**WHAT IS REQUIRED**
Copy each record below without changing a single word.

**DATA FOR PROCESSING**
PR #7005, opened 2024-12-18
increase the number of returned jobs

ychebotarev:
## What changed?

* Add page_num parameter to GH jobs API url.
* remove some debug lines
* remove pipefail
## Why?

The default number of returned jobs is 30, and we may have more then that.

With pipefail (as I understand it) we can be in a situation when job_id is set to the pipeline errors.
Without it it will be empty. Empty is better then a random error.

### DIFF
--- a/.github/workflows/run-tests.yml
+++ b/.github/workflows/run-tests.yml
@@ -473,11 +473,9 @@ jobs:
       - name: Get job ID from workflow run
         id: get_job_id
         run: |
-          set -eu
+          set -euo pipefail
           test_job_name="Functional test (${{matrix.runs-on}}, ${{matrix.shard_index}}, ${{matrix.name}})"
-          job_url="https://api.github.com/repos/${GITHUB_REPOSITORY}/actions/runs/${GITHUB_RUN_ID}/jobs"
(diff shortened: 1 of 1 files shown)


.github/workflows/run-tests.yml
```diff
@@ -600,11 +598,9 @@ jobs:
       - name: Get job ID from workflow run
         id: get_job_id
         run: |
-          set -euo pipefail
+          set -eu
```
bergundy, line 601: It's the other way around, you want `pipefail` to ensure errors aren't silently ignored.

bergundy: And I would add a `--fail` to the `curl` call unless you prove that these calls are expected to occasionally fail.

bergundy: Decided to not do this and instead explicitly call out that we are okay with this failing.

Also change to `JOB_ID=${job_id:-unknown}` so we at least have a sentinel value.

ychebotarev: done

bergundy (approved):

PR #7299, opened 2025-02-08
Identify duplicated replication task and skip emitting lag metrics for duplicated replication task

xwduan:
## What changed?

Introduce ErrDuplicate at replication code path to distinguish duplicated replication task
## Why?

To better emit replication lag metrics
## How did you test it?

test will be added later.

### DIFF
--- a/service/history/handler.go
+++ b/service/history/handler.go
@@ -26,6 +26,7 @@ package history
 
 import (
 	"context"
+	"errors"
 	"fmt"
 	"math"
 	"sync"
@@ -1542,10 +1543,10 @@ func (h *Handler) ReplicateWorkflowState(
 	}
 
 	err = engine.ReplicateWorkflowState(ctx, request)
-	if err != nil {
-		return nil, err
+	if err == nil || errors.Is(err, replication.ErrDuplicatedReplicationRequest) {
+		return &historyservice.ReplicateWorkflowStateResponse{}, nil
 	}
-	return &historyservice.ReplicateWorkflowStateResponse{}, nil
+	return nil, err
 }
 
 // SyncShardStatus is called by processor to sync history shard information from another cluster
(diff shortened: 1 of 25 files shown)


service/history/replication/executable_activity_state_task.go
```diff
@@ -196,6 +198,10 @@ func (e *ExecutableActivityStateTask) Execute() error {
 }
 
 func (e *ExecutableActivityStateTask) HandleErr(err error) error {
+	if errors.Is(err, consts.ErrDuplicate) {
```
hai719, line 201: Handle ErrDuplicate in task scheduler? same as followings.

service/history/handler.go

**TASK RESPONSE**
PR #7005, opened 2024-12-18
increase the number of returned jobs

ychebotarev:
## What changed?

* Add page_num parameter to GH jobs API url.
* remove some debug lines
* remove pipefail
## Why?

The default number of returned jobs is 30, and we may have more then that.

With pipefail (as I understand it) we can be in a situation when job_id is set to the pipeline errors.
Without it it will be empty. Empty is better then a random error.

### DIFF
--- a/.github/workflows/run-tests.yml
+++ b/.github/workflows/run-tests.yml
@@ -473,11 +473,9 @@ jobs:
       - name: Get job ID from workflow run
         id: get_job_id
         run: |
-          set -eu
+          set -euo pipefail
           test_job_name="Functional test (${{matrix.runs-on}}, ${{matrix.shard_index}}, ${{matrix.name}})"
-          job_url="https://api.github.com/repos/${GITHUB_REPOSITORY}/actions/runs/${GITHUB_RUN_ID}/jobs"
(diff shortened: 1 of 1 files shown)


.github/workflows/run-tests.yml
```diff
@@ -600,11 +598,9 @@ jobs:
       - name: Get job ID from workflow run
         id: get_job_id
         run: |
-          set -euo pipefail
+          set -eu
```
bergundy, line 601: It's the other way around, you want `pipefail` to ensure errors aren't silently ignored.

bergundy: And I would add a `--fail` to the `curl` call unless you prove that these calls are expected to occasionally fail.

bergundy: Decided to not do this and instead explicitly call out that we are okay with this failing.

Also change to `JOB_ID=${job_id:-unknown}` so we at least have a sentinel value.

ychebotarev: done

bergundy (approved):

PR #7299, opened 2025-02-08
Identify duplicated replication task and skip emitting lag metrics for duplicated replication task

xwduan:
## What changed?

Introduce ErrDuplicate at replication code path to distinguish duplicated replication task
## Why?

To better emit replication lag metrics
## How did you test it?

test will be added later.

### DIFF
--- a/service/history/handler.go
+++ b/service/history/handler.go
@@ -26,6 +26,7 @@ package history
 
 import (
 	"context"
+	"errors"
 	"fmt"
 	"math"
 	"sync"
@@ -1542,10 +1543,10 @@ func (h *Handler) ReplicateWorkflowState(
 	}
 
 	err = engine.ReplicateWorkflowState(ctx, request)
-	if err != nil {
-		return nil, err
+	if err == nil || errors.Is(err, replication.ErrDuplicatedReplicationRequest) {
+		return &historyservice.ReplicateWorkflowStateResponse{}, nil
 	}
-	return &historyservice.ReplicateWorkflowStateResponse{}, nil
+	return nil, err
 }
 
 // SyncShardStatus is called by processor to sync history shard information from another cluster
(diff shortened: 1 of 25 files shown)


service/history/replication/executable_activity_state_task.go
```diff
@@ -196,6 +198,10 @@ func (e *ExecutableActivityStateTask) Execute() error {
 }
 
 func (e *ExecutableActivityStateTask) HandleErr(err error) error {
+	if errors.Is(err, consts.ErrDuplicate) {
```
hai719, line 201: Handle ErrDuplicate in task scheduler? same as followings.

service/history/handler.go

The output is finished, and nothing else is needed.